BEGIN

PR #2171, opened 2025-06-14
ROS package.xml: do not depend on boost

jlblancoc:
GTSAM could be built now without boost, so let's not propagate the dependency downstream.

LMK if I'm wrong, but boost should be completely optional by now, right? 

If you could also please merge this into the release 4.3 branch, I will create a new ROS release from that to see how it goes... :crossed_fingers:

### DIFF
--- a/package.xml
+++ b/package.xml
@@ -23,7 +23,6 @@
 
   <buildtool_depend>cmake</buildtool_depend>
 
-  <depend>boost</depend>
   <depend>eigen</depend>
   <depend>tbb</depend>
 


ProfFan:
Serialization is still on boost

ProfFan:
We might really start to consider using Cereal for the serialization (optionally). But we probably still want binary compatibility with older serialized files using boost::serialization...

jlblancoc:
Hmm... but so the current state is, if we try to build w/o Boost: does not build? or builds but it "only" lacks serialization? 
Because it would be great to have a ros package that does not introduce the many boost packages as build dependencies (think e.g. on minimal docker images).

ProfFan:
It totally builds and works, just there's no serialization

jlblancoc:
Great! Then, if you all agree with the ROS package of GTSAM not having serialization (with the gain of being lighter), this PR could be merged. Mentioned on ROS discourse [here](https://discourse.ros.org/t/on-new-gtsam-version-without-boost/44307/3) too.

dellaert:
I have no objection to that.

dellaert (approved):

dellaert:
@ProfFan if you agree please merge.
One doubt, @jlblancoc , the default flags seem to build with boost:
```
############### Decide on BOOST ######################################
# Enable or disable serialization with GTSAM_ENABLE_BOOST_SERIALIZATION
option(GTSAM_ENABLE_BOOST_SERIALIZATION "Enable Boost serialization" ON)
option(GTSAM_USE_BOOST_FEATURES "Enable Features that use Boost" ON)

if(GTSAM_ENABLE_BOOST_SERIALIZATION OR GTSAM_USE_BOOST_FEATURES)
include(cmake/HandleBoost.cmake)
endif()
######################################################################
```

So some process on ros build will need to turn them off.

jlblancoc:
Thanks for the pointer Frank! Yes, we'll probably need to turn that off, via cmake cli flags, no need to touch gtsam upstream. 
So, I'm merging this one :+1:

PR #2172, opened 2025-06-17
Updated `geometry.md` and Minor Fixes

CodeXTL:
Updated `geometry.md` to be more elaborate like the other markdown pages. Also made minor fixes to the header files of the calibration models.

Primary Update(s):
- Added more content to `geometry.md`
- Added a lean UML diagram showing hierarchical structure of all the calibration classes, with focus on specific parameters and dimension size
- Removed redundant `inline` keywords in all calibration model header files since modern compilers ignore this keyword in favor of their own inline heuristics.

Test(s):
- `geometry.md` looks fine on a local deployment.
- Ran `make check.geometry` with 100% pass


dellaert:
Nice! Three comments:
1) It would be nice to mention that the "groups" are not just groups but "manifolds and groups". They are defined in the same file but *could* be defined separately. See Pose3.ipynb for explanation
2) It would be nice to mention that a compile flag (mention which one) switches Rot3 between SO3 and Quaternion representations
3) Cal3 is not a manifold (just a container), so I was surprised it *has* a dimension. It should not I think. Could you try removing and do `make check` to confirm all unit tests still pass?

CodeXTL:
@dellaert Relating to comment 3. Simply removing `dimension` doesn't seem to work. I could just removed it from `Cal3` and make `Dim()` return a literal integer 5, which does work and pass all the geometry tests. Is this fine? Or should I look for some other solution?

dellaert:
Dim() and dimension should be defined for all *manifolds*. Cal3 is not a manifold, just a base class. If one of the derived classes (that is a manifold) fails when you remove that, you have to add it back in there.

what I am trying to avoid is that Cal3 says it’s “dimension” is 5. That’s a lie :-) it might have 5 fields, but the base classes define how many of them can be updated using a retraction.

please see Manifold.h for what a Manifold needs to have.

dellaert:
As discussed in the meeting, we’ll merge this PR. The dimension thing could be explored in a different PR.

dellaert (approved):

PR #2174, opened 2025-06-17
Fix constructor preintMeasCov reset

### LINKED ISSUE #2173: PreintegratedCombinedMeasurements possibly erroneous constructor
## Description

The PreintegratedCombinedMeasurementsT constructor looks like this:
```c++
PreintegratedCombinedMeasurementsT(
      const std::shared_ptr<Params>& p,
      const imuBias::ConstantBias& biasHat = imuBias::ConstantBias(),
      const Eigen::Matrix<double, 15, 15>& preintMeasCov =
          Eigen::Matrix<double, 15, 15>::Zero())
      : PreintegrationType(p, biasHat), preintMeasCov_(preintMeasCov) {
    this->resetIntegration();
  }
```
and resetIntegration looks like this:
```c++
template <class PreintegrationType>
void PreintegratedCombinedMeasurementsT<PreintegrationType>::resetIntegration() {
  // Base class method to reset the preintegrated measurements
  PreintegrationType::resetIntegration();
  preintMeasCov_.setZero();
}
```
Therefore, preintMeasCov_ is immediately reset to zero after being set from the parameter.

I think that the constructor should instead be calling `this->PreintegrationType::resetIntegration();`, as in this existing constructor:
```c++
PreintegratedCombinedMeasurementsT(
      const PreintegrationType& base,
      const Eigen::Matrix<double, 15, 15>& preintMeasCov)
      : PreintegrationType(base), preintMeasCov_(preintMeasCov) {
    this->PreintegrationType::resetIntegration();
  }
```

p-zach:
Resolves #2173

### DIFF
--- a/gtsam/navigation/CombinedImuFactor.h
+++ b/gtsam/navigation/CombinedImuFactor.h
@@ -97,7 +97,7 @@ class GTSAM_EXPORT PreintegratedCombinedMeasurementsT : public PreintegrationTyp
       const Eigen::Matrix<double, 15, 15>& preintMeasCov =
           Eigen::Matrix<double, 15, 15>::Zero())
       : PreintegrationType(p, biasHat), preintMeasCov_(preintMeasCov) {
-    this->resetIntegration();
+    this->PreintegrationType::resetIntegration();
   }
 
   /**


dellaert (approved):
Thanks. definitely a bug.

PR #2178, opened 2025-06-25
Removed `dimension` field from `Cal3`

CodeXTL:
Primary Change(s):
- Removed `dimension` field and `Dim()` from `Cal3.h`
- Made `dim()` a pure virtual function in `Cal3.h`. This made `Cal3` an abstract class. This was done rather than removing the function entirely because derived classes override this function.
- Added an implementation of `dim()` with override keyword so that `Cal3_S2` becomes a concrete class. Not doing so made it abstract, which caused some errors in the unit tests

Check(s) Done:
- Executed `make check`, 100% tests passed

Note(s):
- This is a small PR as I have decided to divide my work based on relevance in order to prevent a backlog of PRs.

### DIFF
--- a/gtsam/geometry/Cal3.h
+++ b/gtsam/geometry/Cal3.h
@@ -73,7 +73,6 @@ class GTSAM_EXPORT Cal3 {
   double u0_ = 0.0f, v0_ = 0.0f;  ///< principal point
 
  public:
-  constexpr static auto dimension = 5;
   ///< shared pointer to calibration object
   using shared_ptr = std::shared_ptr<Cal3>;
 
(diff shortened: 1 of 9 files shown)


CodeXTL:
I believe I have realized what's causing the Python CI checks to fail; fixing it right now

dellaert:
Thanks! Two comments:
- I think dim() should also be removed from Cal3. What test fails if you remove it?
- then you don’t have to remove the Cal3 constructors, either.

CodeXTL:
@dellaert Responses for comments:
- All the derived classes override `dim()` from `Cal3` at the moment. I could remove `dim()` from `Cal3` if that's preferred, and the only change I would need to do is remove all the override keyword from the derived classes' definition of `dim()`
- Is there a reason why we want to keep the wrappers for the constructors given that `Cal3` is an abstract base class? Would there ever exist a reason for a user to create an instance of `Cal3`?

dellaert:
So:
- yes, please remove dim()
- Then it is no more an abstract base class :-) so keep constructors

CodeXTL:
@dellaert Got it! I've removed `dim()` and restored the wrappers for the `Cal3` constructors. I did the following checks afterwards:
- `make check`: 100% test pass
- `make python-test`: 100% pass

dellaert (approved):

END

▸ Work item
From the entries above, copy every line containing the word "only".

▸ Solved exercise
Hmm... but so the current state is, if we try to build w/o Boost: does not build? or builds but it "only" lacks serialization? 
- All the derived classes override `dim()` from `Cal3` at the moment. I could remove `dim()` from `Cal3` if that's preferred, and the only change I would need to do is remove all the override keyword from the derived classes' definition of `dim()`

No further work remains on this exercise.